Benjamin Franklin

Journalist, publications owner and even the author of the first American political cartoon. His name was immortalized as President, but Benjamin Franklin had a prolific career in the world of journalism

Mrs. Silence Dogood

Benjamin Franklin was born in Boston on the 17th of January, 1706. His father, Josiah Franklin, was a candle manufacturer and dealer. Benjamin was his 17th child. He abandoned his studies at the age of ten to work with his father.

 

 

At the age of twelve he starts working as a typographer apprentice in his brother’s shop. Intelligent, studious, a lover of Literature, Benjamin cultivates himself and begins writing.

When his brother James refuses to publish his works, Benjamin Franklin adopts the pseudonym Mrs. Silence Dogood and his 14 letters are published in his brother’s newspaper, The New England Courant, amusing the readers.

When he finds out, his brother doesn’t appreciate the stunt. Franklin flees to New York, arriving in Philadelphia, where he always returned, even when, throughout his life, he stayed abroad.

 

 

London and his typography

He goes to London, where he works as a typographic composer, but returns to the USA in 1726.
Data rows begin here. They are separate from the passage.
PR #2672, opened 2023-11-09
Remove Gesture Handler limits on Android

m-bert:
## Description

While looking at PRs I've stumbled upon [this one](https://github.com/software-mansion/react-native-gesture-handler/pull/2664). Turns out that `SIMULTANEOUS_GESTURE_HANDLER_LIMIT` does not refer to simultaneous gestures, but to all gesture handlers present in app. The upper limit shouldn't exist - this PR aims to remove it.

## Test plan

Tested on example app.

### DIFF
--- a/android/src/main/java/com/swmansion/gesturehandler/core/GestureHandlerOrchestrator.kt
+++ b/android/src/main/java/com/swmansion/gesturehandler/core/GestureHandlerOrchestrator.kt
@@ -7,6 +7,7 @@ import android.view.View
 import android.view.ViewGroup
 import android.widget.EditText
 import java.util.*
+import kotlin.collections.ArrayList
 
 class GestureHandlerOrchestrator(
   private val wrapperView: ViewGroup,
@@ -19,13 +20,10 @@ class GestureHandlerOrchestrator(
    * traversing view hierarchy and looking for gesture handlers.
    */
   var minimumAlphaForTraversal = DEFAULT_MIN_ALPHA_FOR_TRAVERSAL
-
-  private val gestureHandlers = arrayOfNulls<GestureHandler<*>?>(SIMULTANEOUS_GESTURE_HANDLER_LIMIT)
-  private val awaitingHandlers = arrayOfNulls<GestureHandler<*>?>(SIMULTANEOUS_GESTURE_HANDLER_LIMIT)
-  private val preparedHandlers = arrayOfNulls<GestureHandler<*>?>(SIMULTANEOUS_GESTURE_HANDLER_LIMIT)
-  private val handlersToCancel = arrayOfNulls<GestureHandler<*>?>(SIMULTANEOUS_GESTURE_HANDLER_LIMIT)
-  private var gestureHandlersCount = 0
-  private var awaitingHandlersCount = 0
+  private val gestureHandlers = arrayListOf<GestureHandler<*>?>()
+  private val awaitingHandlers = arrayListOf<GestureHandler<*>?>()
+  private val preparedHandlers = arrayListOf<GestureHandler<*>?>()
+  private val handlersToCancel = arrayListOf<GestureHandler<*>?>()
   private var isHandlingTouch = false
   private var handlingChangeSemaphore = 0
   private var finishedHandlersCleanupScheduled = false
@@ -60,9 +58,9 @@ class GestureHandlerOrchestrator(
     }
   }
 
-  private inline fun compactHandlersIf(handlers: Array<GestureHandler<*>?>, count: Int, predicate: (handler: GestureHandler<*>?) -> Boolean): Int {
+  private inline fun compactHandlersIf(handlers: ArrayList<GestureHandler<*>?>, predicate: (handler: GestureHandler<*>?) -> Boolean): Int {
     var out = 0
-    for (i in 0 until count) {
+    for (i in 0 until handlers.size) {
       if (predicate(handlers[i])) {
         handlers[out++] = handlers[i]
       }
@@ -72,7 +70,7 @@ class GestureHandlerOrchestrator(
 
   private fun cleanupFinishedHandlers() {
     var shouldCleanEmptyCells = false
-    for (i in gestureHandlersCount - 1 downTo 0) {
+    for (i in gestureHandlers.size - 1 downTo 0) {
       val handler = gestureHandlers[i]!!
       if (isFinished(handler.state) && !handler.isAwaiting) {
         gestureHandlers[i] = null
@@ -85,18 +83,17 @@ class GestureHandlerOrchestrator(
         }
       }
     }
+
     if (shouldCleanEmptyCells) {
-      gestureHandlersCount = compactHandlersIf(gestureHandlers, gestureHandlersCount) { handler ->
-        handler != null
-      }
+      gestureHandlers.removeAll(listOf(null))
     }
+
     finishedHandlersCleanupScheduled = false
   }
 
   private fun hasOtherHandlerToWaitFor(handler: GestureHandler<*>): Boolean {
-    for (i in 0 until gestureHandlersCount) {
-      val otherHandler = gestureHandlers[i]!!
-      if (!isFinished(otherHandler.state) && shouldHandlerWaitForOther(handler, otherHandler)) {
+    for (otherHandler in gestureHandlers) {
+      if (!isFinished(otherHandler!!.state) && shouldHandlerWaitForOther(handler, otherHandler)) {
         return true
       }
     }
@@ -115,9 +112,11 @@ class GestureHandlerOrchestrator(
   }
 
   private fun cleanupAwaitingHandlers() {
-    awaitingHandlersCount = compactHandlersIf(awaitingHandlers, awaitingHandlersCount) { handler ->
+    val awaitingHandlersCount = compactHandlersIf(awaitingHandlers) { handler ->
       handler!!.isAwaiting
     }
+
+    awaitingHandlers.subList(awaitingHandlersCount, awaitingHandlers.size).clear()
   }
 
   /*package*/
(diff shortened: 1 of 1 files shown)


tomekzaw (approved):
Looks good to me (although I haven't tested it)

android/src/main/java/com/swmansion/gesturehandler/core/GestureHandlerOrchestrator.kt
```diff
@@ -72,7 +70,7 @@ class GestureHandlerOrchestrator(
 
   private fun cleanupFinishedHandlers() {
     var shouldCleanEmptyCells = false
-    for (i in gestureHandlersCount - 1 downTo 0) {
+    for (i in gestureHandlers.size - 1 downTo 0) {
```
j-piasecki, line 73:
```suggestion
    for (handler in gestureHandlers.reversed()) {
```

Same in other places when iterating in reverse

android/src/main/java/com/swmansion/gesturehandler/core/GestureHandlerOrchestrator.kt
```diff
@@ -399,27 +397,27 @@ class GestureHandlerOrchestrator(
...
+    awaitingHandlers.add(handler)
     with(handler) {
       isAwaiting = true
       activationIndex = this@GestureHandlerOrchestrator.activationIndex++
     }
   }
 
   private fun recordHandlerIfNotPresent(handler: GestureHandler<*>, view: View) {
-    for (i in 0 until gestureHandlersCount) {
+    for (i in 0 until gestureHandlers.size) {
```
j-piasecki, line 414:
```suggestion
    for (otherHandler in gestureHandlers) {
```

android/src/main/java/com/swmansion/gesturehandler/core/GestureHandlerOrchestrator.kt
```diff
@@ -60,9 +58,9 @@ class GestureHandlerOrchestrator(
     }
   }
 
-  private inline fun compactHandlersIf(handlers: Array<GestureHandler<*>?>, count: Int, predicate: (handler: GestureHandler<*>?) -> Boolean): Int {
+  private inline fun compactHandlersIf(handlers: ArrayList<GestureHandler<*>?>, predicate: (handler: GestureHandler<*>?) -> Boolean): Int {
```
j-piasecki, line 61:
```suggestion
  private inline fun compactHandlersIf(handlers: List<GestureHandler<*>?>, predicate: (handler: GestureHandler<*>?) -> Boolean): Int {
```

There's no point to depend on a specific list type

android/src/main/java/com/swmansion/gesturehandler/core/GestureHandlerOrchestrator.kt
m-bert: Done in [6957bb1](https://github.com/software-mansion/react-native-gesture-handler/pull/2672/commits/6957bb1387ac38cfad1c24e4c5b5e63333f7c28f)

android/src/main/java/com/swmansion/gesturehandler/core/GestureHandlerOrchestrator.kt
```diff
@@ -399,27 +397,27 @@ class GestureHandlerOrchestrator(
   }
 
   private fun addAwaitingHandler(handler: GestureHandler<*>) {
-    for (i in 0 until awaitingHandlersCount) {
+    for (i in 0 until awaitingHandlers.size) {
```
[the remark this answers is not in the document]
m-bert: I've removed that loop by using `.contains` method, let me know what you think ([6957bb1](https://github.com/software-mansion/react-native-gesture-handler/pull/2672/commits/6957bb1387ac38cfad1c24e4c5b5e63333f7c28f))

android/src/main/java/com/swmansion/gesturehandler/core/GestureHandlerOrchestrator.kt
m-bert: Same as above ([6957bb1](https://github.com/software-mansion/react-native-gesture-handler/pull/2672/commits/6957bb1387ac38cfad1c24e4c5b5e63333f7c28f))

android/src/main/java/com/swmansion/gesturehandler/core/GestureHandlerOrchestrator.kt
```diff
@@ -19,13 +20,10 @@ class GestureHandlerOrchestrator(
...
-  private val gestureHandlers = arrayOfNulls<GestureHandler<*>?>(SIMULTANEOUS_GESTURE_HANDLER_LIMIT)
-  private val awaitingHandlers = arrayOfNulls<GestureHandler<*>?>(SIMULTANEOUS_GESTURE_HANDLER_LIMIT)
-  private val preparedHandlers = arrayOfNulls<GestureHandler<*>?>(SIMULTANEOUS_GESTURE_HANDLER_LIMIT)
-  private val handlersToCancel = arrayOfNulls<GestureHandler<*>?>(SIMULTANEOUS_GESTURE_HANDLER_LIMIT)
-  private var gestureHandlersCount = 0
-  private var awaitingHandlersCount = 0
+  private val gestureHandlers = arrayListOf<GestureHandler<*>?>()
+  private val awaitingHandlers = arrayListOf<GestureHandler<*>?>()
+  private val preparedHandlers = arrayListOf<GestureHandler<*>?>()
+  private val handlersToCancel = arrayListOf<GestureHandler<*>?>()
```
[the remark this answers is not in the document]
m-bert: You're right. I left `null` possibility because of how removing handler worked before last commit, but now I think it should be fine ([6957bb1](https://github.com/software-mansion/react-native-gesture-handler/pull/2672/commits/6957bb1387ac38cfad1c24e4c5b5e63333f7c28f))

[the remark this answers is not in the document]
m-bert: But I would be grateful if you could check if that approach is correct (line 74)

android/src/main/java/com/swmansion/gesturehandler/core/GestureHandlerOrchestrator.kt
m-bert: As far as I can see you cannot use index operator `[]` on `List` (and I think that makes sense). Given that, I don't think it is worth to change this methods body just to get rid of `ArrayList` in favor of `List`.

android/src/main/java/com/swmansion/gesturehandler/core/GestureHandlerOrchestrator.kt
```diff
@@ -115,18 +112,19 @@ class GestureHandlerOrchestrator(
   }
 
   private fun cleanupAwaitingHandlers() {
-    awaitingHandlersCount = compactHandlersIf(awaitingHandlers, awaitingHandlersCount) { handler ->
+    val awaitingHandlersCount = compactHandlersIf(awaitingHandlers) { handler ->
       handler!!.isAwaiting
     }
+
+    awaitingHandlers.subList(awaitingHandlersCount, awaitingHandlers.size).clear()
```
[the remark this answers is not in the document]
m-bert: `removeRange` doesn't work as it gives `Cannot access 'removeRange': it is protected in 'ArrayList'` error.

But the second one should be ok.

piaskowyk (approved):

android/src/main/java/com/swmansion/gesturehandler/core/GestureHandlerOrchestrator.kt
```diff
@@ -60,23 +57,10 @@ class GestureHandlerOrchestrator(
...
-
   private fun cleanupFinishedHandlers() {
-    var shouldCleanEmptyCells = false
-    for (i in gestureHandlersCount - 1 downTo 0) {
-      val handler = gestureHandlers[i]!!
+    for (handler in gestureHandlers.reversed()) {
       if (isFinished(handler.state) && !handler.isAwaiting) {
-        gestureHandlers[i] = null
-        shouldCleanEmptyCells = true
+        gestureHandlers.remove(handler)
```
j-piasecki, line 63: Can we modify the collection while iterating over it?

android/src/main/java/com/swmansion/gesturehandler/core/GestureHandlerOrchestrator.kt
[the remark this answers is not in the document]
j-piasecki: I'm not sure what you mean, there's a closing bracket on line 74 😅

android/src/main/java/com/swmansion/gesturehandler/core/GestureHandlerOrchestrator.kt
m-bert: I'm pretty sure that calling `Collection.reversed()` returns new collection - in that case it should be fine ([see docs](https://kotlinlang.org/api/latest/jvm/stdlib/kotlin.collections/reversed.html) for context)

android/src/main/java/com/swmansion/gesturehandler/core/GestureHandlerOrchestrator.kt
```diff
@@ -182,21 +159,22 @@ class GestureHandlerOrchestrator(
...
       }
     }
-    for (i in toCancelCount - 1 downTo 0) {
-      handlersToCancel[i]!!.cancel()
+
+    for (otherHandler in handlersToCancel.reversed()) {
+      otherHandler.cancel()
     }
 
+    handlersToCancel.clear()
```
j-piasecki, line 174: Do we need `handlersToCancel` at all here? I think you can iterate over `gestureHandlers.asReversed()` and just cancel relevant handlers inside the loop.

m-bert: I agree - done in [da2c421](https://github.com/software-mansion/react-native-gesture-handler/pull/2672/commits/da2c4211da791d8b347723d90e77a0a7a4db29b6)

android/src/main/java/com/swmansion/gesturehandler/core/GestureHandlerOrchestrator.kt
```diff
@@ -160,19 +159,12 @@ class GestureHandlerOrchestrator(
       activationIndex = this@GestureHandlerOrchestrator.activationIndex++
     }
 
-    // Cancel all handlers that are required to be cancel upon current handler's activation
-    for (otherHandler in gestureHandlers) {
+    for (otherHandler in gestureHandlers.reversed()) {
```
j-piasecki, line 162:
```suggestion
    for (otherHandler in gestureHandlers.asReversed()) {
```

I don't think the list is being mutated here, so we shouldn't need a copy.

j-piasecki (approved):
🚀

PR #4479, opened 2026-09-03
Reset `numberOfPointers` in `LongPressGestureHandler`

giaBaoJS:
## Description

`LongPressGestureHandler` accepts `numberOfPointers` but never resets it, so the value survives a config update that no longer sets it.

`setConfig` rebuilds a handler's whole config as `resetConfig()` followed by `updateConfig()`:

* web: `src/web/handlers/GestureHandler.ts:790`
* Apple: `apple/RNGestureHandler.mm:131`
* Android: `android/src/main/java/com/swmansion/gesturehandler/core/GestureHandler.kt:911`

`updateConfig` only assigns properties that are present in the incoming config, so every property it can write has to be cleared by `resetConfig`. `numberOfPointers` was written but never cleared:

* `src/web/handlers/LongPressGestureHandler.ts:127` writes it, `:76` did not reset it
* `android/.../core/LongPressGestureHandler.kt:197` writes it, `:34` did not reset it
* `apple/Handlers/RNLongPressHandler.m:255` writes it, `:232` did not reset it

Every sibling handler already resets its pointer count, which is what made this stand out: `Tap` resets `minNumberOfPointers`, `Fling` resets `numberOfPointersRequired`, `Pan` resets `minPointers`/`maxPointers`.

### What breaks

`GestureDetector` re-sends the full config on every update (`src/handlers/gestures/GestureDetector/updateHandlers.ts:68`), and the config only contains `numberOfPointers` when the gesture actually sets it. So a long press that stops requesting a multi pointer press keeps the stale requirement:

```jsx
const longPress = useLongPressGesture(
  twoFingerMode ? { numberOfPointers: 2 } : {}
);
```

After `twoFingerMode` flips back to `false`, the handler still requires 2 pointers. On web `tryActivate` returns early because `trackedPointersCount !== numberOfPointers` (`src/web/handlers/LongPressGestureHandler.ts:163`), so a normal one finger long press never activates again. The same holds for the v2 `Gesture.LongPress().numberOfPointers(2)` builder and the v1 `<LongPressGestureHandler numberOfPointers={2}>` prop.

The fix resets the value on all three platforms, using a named default in the two places that had a bare literal.

## Test plan

Added `src/web/handlers/__tests__/LongPressGestureHandler.test.ts`, following the existing `GestureHandler.test.ts` / `webNativeViewGestureHandler.test.ts` pattern. One test drives the regression (config with `numberOfPointers: 2`, then a config without it, then a single pointer press), and one control test confirms `numberOfPointers` still applies while it is in the config.

Counterfactual, run in this checkout. With the fix:

```
$ yarn jest src/web/handlers/__tests__/LongPressGestureHandler.test.ts
PASS src/web/handlers/__tests__/LongPressGestureHandler.test.ts
  LongPressGestureHandler config reset
    v a config without numberOfPointers restores the single pointer default (2 ms)
    v numberOfPointers still applies while it stays in the config
```

Then reverting only `src/web/handlers/LongPressGestureHandler.ts` and keeping the test:

```
$ git show HEAD:packages/.../src/web/handlers/LongPressGestureHandler.ts > packages/.../src/web/handlers/LongPressGestureHandler.ts
$ yarn jest src/web/handlers/__tests__/LongPressGestureHandler.test.ts
  x a config without numberOfPointers restores the single pointer default

    expect(received).toBe(expected) // Object.is equality

    Expected: 4
    Received: 2

    > 74 |     expect(handler.state).toBe(State.ACTIVE);

Tests: 1 failed, 1 passed, 2 total
```

`4` is `State.ACTIVE`, `2` is `State.BEGAN`: the handler stayed in `BEGAN` because it was still waiting for a second pointer. Restoring the file turns it green again. The control test passes in both directions, so the failure is specific to the reset.

Checks in this checkout:

* `yarn workspace react-native-gesture-handler test` -> 20 suites, 163 tests passing (162 before this change)
* `yarn workspace react-native-gesture-handler ts-check` -> clean
* `yarn eslint --ext '.js,.ts,.tsx' src/` -> 0 errors, 0 warnings on the touched files
* `yarn prettier --check './src/**/*.{js,jsx,ts,tsx}'` -> all matched files use Prettier code style
* `./android/gradlew -p android spotlessCheck -q` -> exit 0
* `clang-format --style=file` on `RNLongPressHandler.m` -> no diff on the changed lines

The Android and Apple changes mirror the web one and are not covered by the Jest suite; I did not run them on a device.

### DIFF
--- a/packages/react-native-gesture-handler/android/src/main/java/com/swmansion/gesturehandler/core/LongPressGestureHandler.kt
+++ b/packages/react-native-gesture-handler/android/src/main/java/com/swmansion/gesturehandler/core/LongPressGestureHandler.kt
@@ -29,13 +29,14 @@ class LongPressGestureHandler(context: Context) : GestureHandler() {
     val systemDefaultMaxDist = DEFAULT_MAX_DIST_DP * context.resources.displayMetrics.density
     defaultMaxDist = systemDefaultMaxDist
     maxDist = defaultMaxDist
-    numberOfPointersRequired = 1
+    numberOfPointersRequired = DEFAULT_NUMBER_OF_POINTERS_REQUIRED
   }
 
   override fun resetConfig() {
     super.resetConfig()
     minDurationMs = DEFAULT_MIN_DURATION_MS
     maxDist = defaultMaxDist
+    numberOfPointersRequired = DEFAULT_NUMBER_OF_POINTERS_REQUIRED
     shouldCancelWhenOutside = DEFAULT_SHOULD_CANCEL_WHEN_OUTSIDE
   }
 
@@ -211,5 +212,6 @@ class LongPressGestureHandler(context: Context) : GestureHandler() {
     private const val DEFAULT_SHOULD_CANCEL_WHEN_OUTSIDE = true
     private const val DEFAULT_MIN_DURATION_MS: Long = 500
     private const val DEFAULT_MAX_DIST_DP = 10f
+    private const val DEFAULT_NUMBER_OF_POINTERS_REQUIRED = 1
   }
 }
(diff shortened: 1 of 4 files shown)


j-piasecki (approved):
Thanks!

He associates with a former colleague, Hugh Meredith, and assembles his own typography. There he founds Poor Richard’s Almanack. It was published between 1732 and 1758 and it was a best seller at the time, reaching a circulation of 10,000 copies per year.

 

 

In 1758, the year when he stopped writing for the almanack, he printed Father Abraham’s sermon, considered the most famous book produced during colonial America.

 

 

In 1729, Benjamin Franklin and Hugh Meredith buy the newspaper The Pennsylvania Gazette.

 

 

Benjamin Franklin didn’t just print the newspaper, having written several articles under pseudonym. Quickly, the newspaper became the most read in the colonies, in a crucial time: The American War of Independence (1775-1783).

 

 

The Pennsylvania Gazettewould also publish America’s first political cartoon, Join, or Die, signed by Benjamin Franklin himself. It became a symbol of colonial freedom during the Independence War. The newspaper ceased publication in 1800, ten years after Benjamin Franklin’s death.

 

 

In 1752, Franklin publishes an article in the newspaper, written in the third person, about the pioneer scientific experience he had conducted, without revealing he had been the one to launch a kite in the middle of a thunderstorm.

The lightening conductor and the community’s involvement

When he has more free time for his studies and inventions, he dedicates himself to the understanding of electricity, which gave him international reputation. He identified the positive and negative charges and demonstrated that lightning bolts are a phenomenon of electrical nature. He was, among others, the inventor of the lightening conductor.

Throughout his life, his involvement with the community was notable. He created the Philadelphia fire department, founded the first ambulant library of the United States and an academy that later became Pennsylvania University.

He organised reading and debate clubs, gave origin to the American Philosophy Society, and helped found the state’s hospital. He was also one of the main dignitaries of the American freemasonry.

 

Politics

Benjamin Franklin was also a politician and an ambassador of the United Kingdom’s colonies, a determinant role at the time, earning fame for his conciliatory spirit. He was one of the negotiators of the Treaty of Paris, which formally ended the Revolutionary War.

 

 

He took part in the elaboration of the “Declaration of Independence” and of the United States’ Constitution, discussed and approved by the Constitutional Convention of Philadelphia, between May and September of 1787.

 

 

 

By the end of his life, Franklin dedicated himself to the abolition of slavery, having become president of the society that fought for the liberation of black people illegally kept in captivity.

 

 

Benjamin Franklin died on the 17th of April, 1790, at the age of 84. In 1728 he had written an epitaph, immortalized today at the Independence Hall in Philadelphia.

«The body of Benjamin Franklin, printer, like the cover of an old book, its contents torn out, and stripped of its lettering and gilding, lies here, food for worms: but the work shall not be lost; for it shall, as he believed, appear once more, in a new and more elegant edition, corrected and improved by the author».